[Saved entries]
--- --- ---
PR #189, opened 2020-07-29
Switch current timeline tool to the new one that is based on statisti…

shifucun:
…ca variable


shifucun:
> Nice! Though should we delete the old timeline template?

Yeah, plan to let the new tool to run for sometime then delete all the old code.

shifucun:
Holding this off a bit. I will wait for this week's data release which has all the source info in GetStats() cache to get into staging and submit this PR.

shifucun:
merged with master and fixed a test. PTAL

PR #192, opened 2020-07-29
Geojson download

fpernice-google:
Script to download the desired geojson data from the DataCommons API to be simplified.


tools/geojson_simplifier/download.py
```diff
@@ -0,0 +1,59 @@
...
+
+    def __init__(self):
+        dc.set_api_key('dev')
+        self.geojsons = None
+
+    def download_data(self, place='country/USA'):
+        geolevel_below = dc.get_property_values([place],
+                                                "typeOf")
+        geolevel_below = geolevel_below[place][0]
+        geos_contained_in_place = dc.get_places_in(
```
jeffreyoldham, line 47: Does this call always succeed?  If not, what is the appropriate action?

tools/geojson_simplifier/download.py
```diff
@@ -0,0 +1,59 @@
...
+                                    [place],
+                                    self.LEVEL_MAP[geolevel_below])
+        geos_contained_in_place = geos_contained_in_place[place]
```
jeffreyoldham, line 50: It might be possible to append the "[place]" in the previous line, reducing the code length by one.

tools/geojson_simplifier/download.py
```diff
@@ -0,0 +1,59 @@
...
+        "Country": "AdministrativeArea1",
+        "AdministrativeArea1": "AdministrativeArea2",
+        "AdministrativeArea2": "City"
+    }
+
+    def __init__(self):
+        dc.set_api_key('dev')
+        self.geojsons = None
+
+    def download_data(self, place='country/USA'):
```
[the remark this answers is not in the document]
fpernice-google: Done.

tools/geojson_simplifier/download.py
```diff
@@ -0,0 +1,59 @@
...
+        geolevel_below = dc.get_property_values([place],
+                                                "typeOf")
+        geolevel_below = geolevel_below[place][0]
```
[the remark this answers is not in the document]
fpernice-google: Done.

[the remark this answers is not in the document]
fpernice-google: I think we should just let it fail.

tools/geojson_simplifier/download.py
fpernice-google: Same as above.

tools/geojson_simplifier/download.py
fpernice-google: Done.

tools/geojson_simplifier/download.py
```diff
@@ -21,8 +21,44 @@
 import geojson
 
 
-# TODO(fpernice-google): support downloading more than just US states
-class GeojsonDownloder:
+# TODO(fpernice-google): Support downloading more than just US states.
+class GeojsonDownloader:
+    """Downloads desired Geojsons files from the DataCommons Knowledge Graph.
```
jeffreyoldham, line 26:
```suggestion
    """Downloads desired GeoJSON files from the DataCommons Knowledge Graph.
```

tools/geojson_simplifier/download.py
```diff
@@ -21,8 +21,44 @@
...
+
+    Attributes:
+        geojsons: A dictionary that maps each queried area to another
+                  dictionary containing the geojson coordinate information. An
```
jeffreyoldham, line 30:
```suggestion
                  dictionary containing the GeoJSON coordinate information. An
```

tools/geojson_simplifier/download.py
```diff
@@ -21,8 +21,44 @@
...
+                  example of this is the following
+
+                {   # Multipolygon of the state of Alabama (fake).
```
jeffreyoldham, line 33: Thanks for the example.

tools/geojson_simplifier/download.py
```diff
@@ -21,8 +21,44 @@
...
+                            # Polygon 1
+                            [[ [1.5, 12.4], [5.3, 45.2], [1.1, 3.5],
+                                                            [1.5, 12.4] ]],
+                            # Polygon 2
+                            [[ [1, 2], [3, 4], [5, 6], [2, -1], [1, 2] ]],
+                            # Polygon 3
+                            [[ [53, 23], [65, 2], [31, 12], [53, 23] ]]
+                        ]
+                    }],
+                    # Polygon of the state of Illinois (fake).
```
jeffreyoldham, line 48: Wyoming is more of a rectangle.

tools/geojson_simplifier/download.py
```diff
@@ -34,17 +70,39 @@ def __init__(self):
         self.geojsons = None
 
     def download_data(self, place='country/USA'):
+        """Downloads geojson data for specified location.
```
jeffreyoldham, line 73:
```suggestion
        """Downloads GeoJSON data for a specified location.
```

tools/geojson_simplifier/download.py
```diff
@@ -34,17 +70,39 @@ def __init__(self):
...
+
+        Given the specified location, extracts the geojsons of all
```
jeffreyoldham, line 75:
```suggestion
        Given the specified location, extracts the GeoJSONs of all
```

tools/geojson_simplifier/download.py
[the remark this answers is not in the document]
jeffreyoldham: https://github.com/datacommonsorg/api-python/blob/master/datacommons/core.py indicates it will throw an exception upon failure.

tools/geojson_simplifier/download.py
```diff
@@ -34,17 +70,39 @@ def __init__(self):
...
+        administrative areas one level below it (as specified by the
+        LEVEL_MAP class constant). For example, if the input is country/USA,
+        extracts all AdministrativeArea1's within the US (US states).
+
+        Args:
+            place: A string that is a valid value for the geoId property of a
+                   DataCommons node.
+        """
```
jeffreyoldham, line 83:
```suggestion
        Raises:
          ValueError: If a Data Commons API call fails.
        """
```

tools/geojson_simplifier/download.py
```diff
@@ -34,17 +70,39 @@ def __init__(self):
...
-        geos_contained_in_place = geos_contained_in_place[place]
+                                    self.LEVEL_MAP[geolevel_below])[place]
         self.geojsons = dc.get_property_values(geos_contained_in_place,
                                                "geoJsonCoordinates")
 
     def save(self, prefix='', path='./original-data/'):
+        """Saves the downloaded geojsons to disk.
+
+        Args:
+            prefix: Prefix prepended to the geoId of a given geojson to
```
jeffreyoldham, line 100:
```suggestion
            prefix: Prefix prepended to the geoId of a given GeoJSON to
```

tools/geojson_simplifier/download.py
```diff
@@ -34,17 +70,39 @@ def __init__(self):
...
+                    determine the name of its filename. For example, if
+                    prefix='original-', a resulting filename might be
+                    'original-geoId-01.geojson'.
+            path: Path in which to save the desired files.
```
jeffreyoldham, line 104:
```suggestion
            path: Directory in which to save the desired files, as a string.
```

tools/geojson_simplifier/download.py
fpernice-google: Done.

tools/geojson_simplifier/download.py
fpernice-google: Done.

tools/geojson_simplifier/download.py
fpernice-google: No problem :)

tools/geojson_simplifier/download.py
fpernice-google: Changed name.

tools/geojson_simplifier/download.py
fpernice-google: Done.

tools/geojson_simplifier/download.py
fpernice-google: Done.

tools/geojson_simplifier/download.py
fpernice-google: Added.

tools/geojson_simplifier/download.py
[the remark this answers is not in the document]
fpernice-google: That seems reasonable to me. Are you saying we should catch the exception and report something else?

tools/geojson_simplifier/download.py
fpernice-google: Done.

tools/geojson_simplifier/download.py
fpernice-google: Done.

fpernice-google:
@beets

tools/geojson_simplifier/download.py
```diff
@@ -0,0 +1,120 @@
...
+                }
+    """
+    LEVEL_MAP = {
+        "Country": "AdministrativeArea1",
+        "AdministrativeArea1": "AdministrativeArea2",
+        "AdministrativeArea2": "City"
+    }
+
+    def __init__(self):
+        dc.set_api_key('dev')
```
beets, line 69: This isn't necessary anymore! Besides, dev isn't a correct key.

tools/geojson_simplifier/download.py
```diff
@@ -0,0 +1,120 @@
...
+        extracts all AdministrativeArea1's within the US (US states).
+
+        Args:
+            place: A string that is a valid value for the geoId property of a
+                   DataCommons node.
+
+        Raises:
+            ValueError: If a Data Commons API call fails.
+        """
+        geolevel_below = dc.get_property_values([place],
```
beets, line 87: Is there a better name you can use to describe this variable? It's really the geo level of the specified place, not below..

beets:
Also, can you respond here to the question above? re:
"Why are we storing the GeoJSON files? We may need them, but I am not sure why."

shifucun:
Storing these files will require updating them anytime new places are involved or the geo data are updated on the graph. Loading them on server start would save all these hassle.

fpernice-google:
@shifucun @beets The saving of the files is a temporary measure. Ultimately, the simplified files (as outputted by #194) would be imported into the DataCommons Graph so that they can be queried directly. These would represent a "compressed" version of the original US Census files, and would be available via the DataCommons API alongside the original files. The benefit of this is that applications like our Choropleth tool could execute queries much faster, allowing for faster response time of the tool.

As a first step though, these files will be available directly in disk. This allows us to get a fast-working Choropleth tool while we go through the process of merging the simplified files into DataCommons. Strictly speaking, the only files that need to be available locally are the simplified ones (so there shouldn't be a need for the originals). However, I decided to tentatively add them since they will be useful in certain views of the Choropleth map (like states in the US), where the rendering speed of original maps is not an issue

tools/geojson_simplifier/download.py
fpernice-google: Getting the following error when trying to run without this line:
```
Traceback (most recent call last):
  File "download.py", line 118, in <module>
    loader.download_data()
  File "download.py", line 86, in download_data
    geolevel_below = dc.get_property_values([place],
  File "/home/fpernice/.local/lib/python3.8/site-packages/datacommons/core.py", line 174, in get_property_values
    payload = utils._send_request(url, req_json=req_json)
  File "/home/fpernice/.local/lib/python3.8/site-packages/datacommons/utils.py", line 94, in _send_request
    raise ValueError(
ValueError: Request error: Must set an API key before using the API! You can call datacommons.set_api_key or assign the key to an environment variable named DC_API_KEY
```

fpernice-google: It seems like putting in any API key works though... Not sure why that is.

tools/geojson_simplifier/download.py
fpernice-google: Good catch! I had copied some of this code from Ian's code and I forgot to change the variable name :/

tools/geojson_simplifier/download.py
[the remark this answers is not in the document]
fpernice-google: Resolved offline.

tools/geojson_simplifier/download.py
fpernice-google: Resolved offline.

beets:
re: api key - looks like it's because we are using a forked library, my mistake..

beets:
@shifucun we'll address the data load before merging into master.

shifucun:
> @shifucun @beets The saving of the files is a temporary measure. Ultimately, the simplified files (as outputted by #194) would be imported into the DataCommons Graph so that they can be queried directly. These would represent a "compressed" version of the original US Census files, and would be available via the DataCommons API alongside the original files. The benefit of this is that applications like our Choropleth tool could execute queries much faster, allowing for faster response time of the tool.
> 
> As a first step though, these files will be available directly in disk. This allows us to get a fast-working Choropleth tool while we go through the process of merging the simplified files into DataCommons. Strictly speaking, the only files that need to be available locally are the simplified ones (so there shouldn't be a need for the originals). However, I decided to tentatively add them since they will be useful in certain views of the Choropleth map (like states in the US), where the rendering speed of original maps is not an issue

Got it. Thanks for clarification!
--- --- ---
All that is wanted is the lines from the one containing "merging into master." through the last line of the records, restated word for word.

@shifucun we'll address the data load before merging into master.

shifucun:
> @shifucun @beets The saving of the files is a temporary measure. Ultimately, the simplified files (as outputted by #194) would be imported into the DataCommons Graph so that they can be queried directly. These would represent a "compressed" version of the original US Census files, and would be available via the DataCommons API alongside the original files. The benefit of this is that applications like our Choropleth tool could execute queries much faster, allowing for faster response time of the tool.
> 
> As a first step though, these files will be available directly in disk. This allows us to get a fast-working Choropleth tool while we go through the process of merging the simplified files into DataCommons. Strictly speaking, the only files that need to be available locally are the simplified ones (so there shouldn't be a need for the originals). However, I decided to tentatively add them since they will be useful in certain views of the Choropleth map (like states in the US), where the rendering speed of original maps is not an issue

Got it. Thanks for clarification!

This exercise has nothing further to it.